在这个项目中，我们为双曲几何和Kleinnian群的研究人员开发了一个研究工具OPTi，并对其进行了各种改进。项目中获得的成果一直通过OPTi主页（RUL: http://vivaldi.ics.nara-wu.ac.jp/ ~ wada/OPTi/index.html）向公众开放。我们在许多会议和研讨会上发表了与OPTi相关的演讲，包括1999年第五届克利福德代数国际会议，墨西哥，华威大学，1999年群论和几何计算研讨会，2001年华威大学，Kleinian群和双曲3-流形研讨会。我们还组织了研讨会“穿孔环纹和2桥结”，奈良女子大学，2000年和“几何3-轨道的研究”，奈良女子大学，2000年，听取了许多研究人员对OPTi的评论和要求。因此，OPTi比第一个版本变得更有用，更容易使用。同时，在2001年，我们与Yamashita， Sugawa和Komori合作，将OPTi中使用的Ford区域绘制算法应用到Bers切片上，并在世界上首次获得了奇异部件的图像。其中使用的算法后来在OPTi 3.30版本中实现，可以实时绘制各种切片图的变形。

项目成果

O.Kobayashi, M.Wada: "Circular Geometry and the Schwarzian"Far East J.Math.Sci. Special Volume. 335-363 (2000)

O.Kobayashi、M.Wada：“圆形几何与 Schwarzian”远东 J.Math.Sci。

M.Wada and D.Kobayashi: "The Schwarzian and Mcbius transformations in higher dimensions"Clifford Algebras and their Applications in Mathematical Physics. Vol.2. 239-246 (2000)
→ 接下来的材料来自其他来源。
PR #304, opened 2021-07-02
Catch error on MySQL foreign key creation

pimeys:
Part of: https://github.com/prisma/prisma/issues/7384

### DIFF
--- a/src/connector/mysql/error.rs
+++ b/src/connector/mysql/error.rs
@@ -33,6 +33,17 @@ impl From<my::Error> for Error {
 
                 builder.build()
             }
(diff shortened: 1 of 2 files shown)


src/connector/mysql/error.rs
```diff
@@ -33,6 +33,17 @@ impl From<my::Error> for Error {
 
                 builder.build()
             }
+            my::Error::Server(ServerError { ref message, code, .. }) if code == 1317 => {
```
tomhoule, line 36: Sooo my undenstanding is that the error codes are different between MySQL and Vitess. Are we sure they don't overlap?

pimeys:
closing in favor of solving it in prisma

PR #310, opened 2021-08-13
fix(mysql): numeric comparison with json_extract

Weakky:
## Overview

Fixes JSON numeric comparison for MySQL


pimeys (approved):
This is how we solve database-related conversions anyhow. It's the right way to do it.

PR #313, opened 2021-08-19
feat(pg): add not_matches for full-text search

Weakky:
## Overview

Supports `.not_matches()`, the inverse of `.matches()` for full-text search on Postgres


pimeys (approved):
no complaints this time.

PR #315, opened 2021-08-20
fix(mariadb): json gt/gte/lt/lte comparisons

Weakky:
## Overview

Follow-up PR to https://github.com/prisma/quaint/pull/311

It turns out `CAST(? as JSON)` is not supported by MariaDB. We work around this limitation by no longer rendering a JSON value compared to `JSON_EXTRACT()` as JSON, but as its parsed type.

As a result though, it is no longer possible to perform numeric comparisons with `JSON_EXTRACT()` as the left/right and a JSON value as the left/right member **that's NOT a number or a string**.

## Examples

```diff
SELECT ... FROM ... WHERE
- JSON_EXTRACT(?, ?) > CAST("1" AS JSON)
+ JSON_EXTRACT(?, ?) > 1
```

```diff
SELECT ... FROM ... WHERE
- JSON_EXTRACT(?, ?) > CAST('"hello"' AS JSON)
+ JSON_EXTRACT(?, ?) > "hello"
```

## Additional notes

Since we added MySQL8 and MariaDB to the list of tested databases, some failing tests have appeared. I created an issue to track this: https://github.com/prisma/quaint/issues/318

### DIFF
--- a/src/tests/query.rs
+++ b/src/tests/query.rs
@@ -1204,7 +1204,9 @@ async fn deletes(api: &mut dyn TestApi) -> crate::Result<()> {
     Ok(())
 }
 
-#[test_each_connector(tags("mysql"))]
+// Figure out why it doesn't work on MariaDB
+// Error { kind: QueryError(Server(ServerError { code: 1115, message: "Unknown character set: 'gb18030'", state: "42000" })), original_code: Some("1115"), original_message: Some("Unknown character set: 'gb18030'") }
+#[test_each_connector(tags("mysql"), ignore("mysql_mariadb"))]
 async fn text_columns_with_non_utf8_encodings_can_be_queried(api: &mut dyn TestApi) -> crate::Result<()> {
     let table = api
         .create_table("id integer auto_increment primary key, value varchar(100) character set gb18030")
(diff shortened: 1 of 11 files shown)


src/tests/query.rs
```diff
@@ -1955,6 +1955,20 @@ async fn coalesce_fun(api: &mut dyn TestApi) -> crate::Result<()> {
...
+        Value::Text(Some(text)) => {
+            let json: serde_json::Value =
+                serde_json::from_str(&text).expect(format!("expected parsable text to json, found {}", text).as_str());
+
+            Some(json)
+        }
+        Value::Json(Some(json)) => Some(json),
+        _ => None,
+    }
+}
```
Weakky, line 1970: I ended up using an external helper and not adding a match to `Value::as_json()` because it's a const method and `serde_json::from_str` is not so it cannot work. And changing the const fn to a simple fn I believe is a breaking change that wasn't worth it.

src/visitor/mysql.rs
```diff
@@ -32,16 +32,47 @@ impl<'a> Mysql<'a> {
...
+                    let msg = format!("Expected JSON string or number, found: {}", x);
+                    let kind = ErrorKind::conversion(msg.clone());
+
+                    let mut builder = Error::builder(kind);
+                    builder.set_original_message(msg);
+
+                    Err(builder.build())
+                }
+            }
+        }
```
Weakky, line 58: This is the actual fix. We no longer use `CAST (? AS JSON)` but instead render the values deserialized, which works both on MySQL & MariaDB

src/visitor/mysql.rs
```diff
@@ -32,16 +32,47 @@ impl<'a> Mysql<'a> {
...
+
         match (left, right) {
+            #[cfg(feature = "json")]
             (left, right) if left.is_json_value() && right.is_json_extract_fun() => {
-                self.surround_with("CAST(", " AS JSON)", |s| s.visit_expression(left))?;
+                let quaint_value = json_to_quaint_value(left.into_json_value().unwrap())?;
```
Weakky, line 63: Usage of the function above

PR #319, opened 2021-08-24
fix(mariadb): json array filters

Weakky:


src/ast/function/json_extract_array.rs
```diff
@@ -0,0 +1,39 @@
...
+pub(crate) fn json_extract_first_array_elem<'a, E>(expr: E) -> Function<'a>
+where
+    E: Into<Expression<'a>>,
+{
+    let fun = JsonExtractFirstArrayElem {
+        expr: Box::new(expr.into()),
+    };
+
+    fun.into()
+}
```
Weakky, line 39: I created two new _private_ functions to enable using the existing JSON equality code paths. See the comment below to see how they are used 👇

src/ast/expression.rs
```diff
@@ -466,31 +466,39 @@ impl<'a> Comparable<'a> for Expression<'a> {
...
 
     #[cfg(all(feature = "json", any(feature = "postgresql", feature = "mysql")))]
     fn json_array_not_ends_into<T>(self, item: T) -> Compare<'a>
     where
         T: Into<Expression<'a>>,
     {
-        Compare::JsonCompare(JsonCompare::ArrayNotEndsInto(Box::new(self), Box::new(item.into())))
+        let array_ends_into: Expression = json_extract_last_array_elem(self).into();
+
+        Compare::NotEquals(Box::new(array_ends_into), Box::new(item.into()))
```
Weakky, line 501: The private functions are used here 👆.

Instead of having special `JsonCompare`s, we rely on the existing `Compare::Equals` & `Compare::NotEquals`.

The private functions help us _wrap_ the left side of the equal into whatever's needed to get the first/last item of an array.

src/ast/compare.rs
```diff
@@ -59,10 +59,6 @@ pub enum Compare<'a> {
 pub enum JsonCompare<'a> {
     ArrayContains(Box<Expression<'a>>, Box<Expression<'a>>),
     ArrayNotContains(Box<Expression<'a>>, Box<Expression<'a>>),
-    ArrayBeginsWith(Box<Expression<'a>>, Box<Expression<'a>>),
-    ArrayNotBeginsWith(Box<Expression<'a>>, Box<Expression<'a>>),
-    ArrayEndsInto(Box<Expression<'a>>, Box<Expression<'a>>),
-    ArrayNotEndsInto(Box<Expression<'a>>, Box<Expression<'a>>),
```
Weakky, line 65: As explained above, this means we no longer need these `JsonCompare` variants as we now rely on `Compare::Equals` & `Compare::NotEquals`.

src/visitor.rs
```diff
@@ -872,10 +872,6 @@ pub trait Visitor<'a> {
             Compare::JsonCompare(json_compare) => match json_compare {
                 JsonCompare::ArrayContains(left, right) => self.visit_json_array_contains(*left, *right, false),
                 JsonCompare::ArrayNotContains(left, right) => self.visit_json_array_contains(*left, *right, true),
-                JsonCompare::ArrayBeginsWith(left, right) => self.visit_json_array_begins_with(*left, *right, false),
-                JsonCompare::ArrayNotBeginsWith(left, right) => self.visit_json_array_begins_with(*left, *right, true),
-                JsonCompare::ArrayEndsInto(left, right) => self.visit_json_array_ends_into(*left, *right, false),
-                JsonCompare::ArrayNotEndsInto(left, right) => self.visit_json_array_ends_into(*left, *right, true),
```
Weakky, line 878: As explained above though, we could as well keep the `JsonCompare` variants and create the `Compare::Equals|NotEquals` variants in here if that's preferable for visibility.

src/tests/test_api.rs
```diff
@@ -25,6 +27,7 @@ pub trait TestApi {
     async fn create_index(&mut self, table: &str, columns: &str) -> crate::Result<String>;
 
     fn system(&self) -> &'static str;
+    fn connector_tag(&self) -> Tags;
```
Weakky, line 30: Last thing: unfortunately, `JSON_CONTAINS` doesn't behave the same on MariaDB as it does on MySQL. This was causing issues on test assertions. I, therefore, added a new method to enable getting the current tag of the connector. See the comment below how it's being used 👇🏻

src/tests/query.rs
```diff
@@ -2111,36 +2113,52 @@ async fn json_array_contains_fun(api: &mut dyn TestApi) -> crate::Result<()> {
...
+            value_into_json(&res.next().unwrap()["obj"])
+        );
+        assert_eq!(None, res.next());
+    } else {
+        assert_eq!(
+            Some(serde_json::json!({ "a": { "b": [[1, 2], [3, 4]] } })),
+            value_into_json(&res.next().unwrap()["obj"])
+        );
+        assert_eq!(None, res.next());
+    }
```
Weakky, line 2161: This is where we branch the assertions in the case of MariaDB

pimeys (approved):
lgtm

Hopefully no more weird JSON edge cases after this :)

PR #333, opened 2021-11-12
Add the pool timeout duration to the pool timeout error

garrensmith:
This is part of the fix for https://github.com/prisma/prisma/issues/9662

### DIFF
--- a/src/pooled.rs
+++ b/src/pooled.rs
@@ -465,7 +465,11 @@ impl Quaint {
             Ok(conn) => conn,
             Err(mobc::Error::Timeout) => {
                 let state = self.inner.state().await;
-                return Err(Error::builder(ErrorKind::pool_timeout(state.max_open, state.in_use)).build());
+                // We can use unwrap here because a pool timeout has to be set to use a connection pool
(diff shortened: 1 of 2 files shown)


src/pooled.rs
```diff
@@ -465,7 +465,10 @@ impl Quaint {
             Ok(conn) => conn,
             Err(mobc::Error::Timeout) => {
                 let state = self.inner.state().await;
-                return Err(Error::builder(ErrorKind::pool_timeout(state.max_open, state.in_use)).build());
+                let timeout_duration = self.pool_timeout.unwrap(); // We can use unwrap here because a pool timeout had to be set to get here
```
dpetrick, line 468: It took me a second to understand the unwrap reason. You can't run into a timeout error without setting a timeout, so the timeout option must be set. Potentially rephrase it, but not a blocker.

dpetrick (approved):

src/pooled.rs
garrensmith: Cool. I've updated it a bit to make it clearer.

PR #336, opened 2021-12-03
Prepare renaming of main branch from master to main

tomhoule:
The GitHub workflow is changed to use a fixed version of the toolchain through the standard [rust-toolchain](https://rust-lang.github.io/rustup/overrides.html#the-toolchain-file) format. That makes CI builds more reproducible.  

Also renames master to main.


rust-toolchain
```diff
@@ -0,0 +1 @@
+1.56.0
```
pimeys, line 1: ?

pimeys (approved):

rust-toolchain
janpio: https://github.com/prisma/tiberius/pull/185/files#r764314572

tomhoule:
See my comment on the tiberius PR, let's experiment with that, but change things if it's additional maintenance burden (totally legit complaint)

PR #337, opened 2021-12-21
MySql Full text support

garrensmith:
Add the ability to query a MySql full text index.

There is also a fix to how we perform text indexes with Postgres.

### DIFF
--- a/src/visitor/mysql.rs
+++ b/src/visitor/mysql.rs
@@ -441,19 +441,38 @@ impl<'a> Visitor<'a> for Mysql<'a> {
         Ok(())
     }
 
-    #[cfg(feature = "postgresql")]
-    fn visit_text_search(&mut self, _text_search: crate::prelude::TextSearch<'a>) -> visitor::Result {
-        unimplemented!("Full-text search is not yet supported on MySQL")
+    #[cfg(any(feature = "postgresql", feature = "mysql"))]
+    fn visit_text_search(&mut self, text_search: crate::prelude::TextSearch<'a>) -> visitor::Result {
+        let len = text_search.exprs.len();
+        self.surround_with("MATCH (", ")", |s| {
+            for (i, expr) in text_search.exprs.into_iter().enumerate() {
+                s.visit_expression(expr)?;
+
+                if i < (len - 1) {
+                    s.write(",")?;
+                }
+            }
+
+            Ok(())
+        })
     }
 
-    #[cfg(feature = "postgresql")]
-    fn visit_matches(
-        &mut self,
-        _left: Expression<'a>,
-        _right: std::borrow::Cow<'a, str>,
-        _not: bool,
-    ) -> visitor::Result {
-        unimplemented!("Full-text search is not yet supported on MySQL")
+    #[cfg(any(feature = "postgresql", feature = "mysql"))]
+    fn visit_matches(&mut self, left: Expression<'a>, right: std::borrow::Cow<'a, str>, not: bool) -> visitor::Result {
+        if not {
+            self.write("(NOT ")?;
+        }
+
+        self.visit_expression(left)?;
+        self.surround_with("AGAINST (", " IN BOOLEAN MODE)", |s| {
+            s.visit_parameterized(Value::text(right))
+        })?;
+
+        if not {
+            self.write(")")?;
+        }
+
+        Ok(())
     }
 
     #[cfg(all(feature = "json", any(feature = "postgresql", feature = "mysql")))]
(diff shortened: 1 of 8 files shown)


src/visitor/mysql.rs
```diff
@@ -441,19 +441,38 @@ impl<'a> Visitor<'a> for Mysql<'a> {
...
-
-    #[cfg(feature = "postgresql")]
-    fn visit_matches(
-        &mut self,
-        _left: Expression<'a>,
-        _right: std::borrow::Cow<'a, str>,
-        _not: bool,
-    ) -> visitor::Result {
-        unimplemented!("Full-text search is not yet supported on MySQL")
+    #[cfg(any(feature = "postgresql", feature = "mysql"))]
```
tomhoule, line 444: It's weird that we need this for the crate to compile, but I think I understand why.

tomhoule (approved):
I haven't used these kinds of functions so I can't review the exact shape of the generated SQL, but it does look good :+1: Nice fix on postgres.

src/visitor/mysql.rs
garrensmith: I'm open to better ways of doing that

Weakky: IIUC, we don't need those for the QE. We need those because Quaint is open-source and we want to offer fine-grained APIs based on which features you've enabled. QE side we always enable all of them anyway since we don't compile different QEs for different connectors.
This might turn out to be useful in the future though.

tomhoule: yep, that's the reasoning. I wonder if there would be ways to have these feature gates in fewer places.

tomhoule: maybe group methods in modules and have feature gates on those

tomhoule: Definitely a larger project that doesn't fit in this PR though

src/visitor/postgres.rs
```diff
@@ -365,12 +365,12 @@ impl<'a> Visitor<'a> for Postgres<'a> {
...
     fn visit_text_search(&mut self, text_search: crate::prelude::TextSearch<'a>) -> visitor::Result {
         let len = text_search.exprs.len();
-        self.surround_with("to_tsvector(", ")", |s| {
+        self.surround_with("to_tsvector(concat_ws(' ', ", "))", |s| {
             for (i, expr) in text_search.exprs.into_iter().enumerate() {
                 s.visit_expression(expr)?;
 
                 if i < (len - 1) {
-                    s.write("|| ' ' ||")?;
+                    s.write(",")?;
```
janpio, line 373: This unrelated change in here looks scary.

garrensmith: Its not unrelated. This is related to switching to using `concat_ws`

tomhoule: How I understand this: the generated query fragment went from `to_tsvector('a' || ' ' || 'b' || ' ' || 'c')` (`||` is the string concatenation operator on postgres), to `to_tsvector(concat_ws(' ', 'a', 'b', 'c'))`, which is better since if any of a, b, or c is null, you will still get the other ones in the concatenated string, but not so with `||`.

tomhoule: (so if `a` is NULL, `a || ' ' || 'b'` would be NULL, but `concat_ws(' ', a, 'b')` would be ` b`)

garrensmith: Good explanation Tom, thanks. That is correct.

garrensmith: For example, based on our tests:
Original columns:
```
postgres=# SELECT "id", "fieldA", "fieldC" from "public"."TestModel";
 id |     fieldA     | fieldC  
----+----------------+---------
  1 | Chicken Masala | 
  2 | Chicken Curry  | 
  3 | Caesar Salad   | Chicken
  4 | Beef Sandwich  | Beef
  ```
  
```
SELECT "id", "fieldA", "fieldC",  to_tsvector("fieldA" || ' ' ||  "fieldC") from "public"."TestModel";
 id |     fieldA     | fieldC  |           to_tsvector            
----+----------------+---------+----------------------------------
  1 | Chicken Masala |         | 
  2 | Chicken Curry  |         | 
  3 | Caesar Salad   | Chicken | 'caesar':1 'chicken':3 'salad':2
  4 | Beef Sandwich  | Beef    | 'beef':1,3 'sandwich':2
  ```
  
  Then using `concat_ws`
  ```
  postgres=# SELECT "id", "fieldA", "fieldC",  to_tsvector(concat("fieldA","fieldC")) from "public"."TestModel";
 id |     fieldA     | fieldC  |         to_tsvector         
----+----------------+---------+-----------------------------
  1 | Chicken Masala |         | 'chicken':1 'masala':2
  2 | Chicken Curry  |         | 'chicken':1 'curri':2
  3 | Caesar Salad   | Chicken | 'caesar':1 'saladchicken':2
  4 | Beef Sandwich  | Beef    | 'beef':1 'sandwichbeef':2
  ```

garrensmith: Notice how when using `||` the first two rows are missing all text

janpio: Looked unrelated as PR is about MySQL, change is in PostgreSQL file.

Issue #338, opened 2021-12-21
PostgreSQL: Support `options` connection string parameter


janpio:
PostgreSQL supports an `options` parameter for connection strings:

> Specifies command-line options to send to the server at connection start. For example, setting this to -c geqo=off sets the session's value of the geqo parameter to off. Spaces within this string are considered to separate command-line arguments, unless escaped with a backslash (\); write \\ to represent a literal backslash.

https://www.postgresql.org/docs/current/libpq-connect.html#LIBPQ-CONNECT-OPTIONS

Cockroach Cloud for example uses that to submit the cluster name when a connection is created: `...?options=--cluster%3D{{CLUSTER_NAME}}`

Our PostgreSQL driver Tokio-Postgres also support this parameter:

> `options` - Command line options used to configure the server.

https://docs.rs/tokio-postgres/latest/tokio_postgres/config/struct.Config.html

Right now it seems we are filtering this value out of the connection string, or at least not forwarding it to Tokio-Postgres: https://prisma.github.io/quaint/src/quaint/connector/postgres.rs.html#267

It would be great if we could enable Prisma to use the `options` parameter in PostgreSQL connection strings.

PR #339, opened 2021-12-22
feat(Postgres): Support options field in connection string

garrensmith:
Add support for the `options` field in the postgres connection string https://www.postgresql.org/docs/current/libpq-connect.html#LIBPQ-CONNECT-OPTIONS

This resolves https://github.com/prisma/quaint/issues/338

### DIFF
--- a/src/connector/postgres.rs
+++ b/src/connector/postgres.rs
@@ -264,6 +264,10 @@ impl PostgresUrl {
         }
     }
 
+    pub(crate) fn options(&self) -> &str {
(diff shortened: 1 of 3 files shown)


tomhoule (approved):
I didn't know about that param. Command line flags in URL params is "interesting", I've never seen that :p But the implementation is good and it matches what the postgres docs say, as far as I can tell. Nice!

tomhoule (approved):
(approving again for the docs)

M.Wada 和 D.Kobayashi：“高维中的 Schwarzian 和 Mcbius 变换”Clifford 代数及其在数学物理中的应用。

M.Wada, O.Kobayashi: "The Schwaizian and Mobios transformations in higher dimensions"Clifford Algebras and their Applications in Mathematical Physics. Vol.2. 239-246 (2000)

M.Wada、O.Kobayashi：“高维中的 Schwaizian 和 Mobios 变换”Clifford 代数及其在数学物理中的应用。

O. Kobayashi and M. Wada: "Circular geometry and the Schwarzian"Far East J. Math. Sci., Special Volume (2000), Part III (Geometry and Topology). 335-363

O. Kobayashi 和 M. Wada：“圆形几何与 Schwarzian”远东 J. Math。

M. Wada and O. Kobayashi: "The Schwarzian and Mobius transformations in higher dimensions"Clifford algebras and their Applications in Mathematical Physics, Vol.2 "Clifford Analysis". 239-246 (2000)

M. Wada 和 O. Kobayashi：“高维中的 Schwarzian 和 Mobius 变换”Clifford 代数及其在数学物理中的应用，第 2 卷“Clifford 分析”。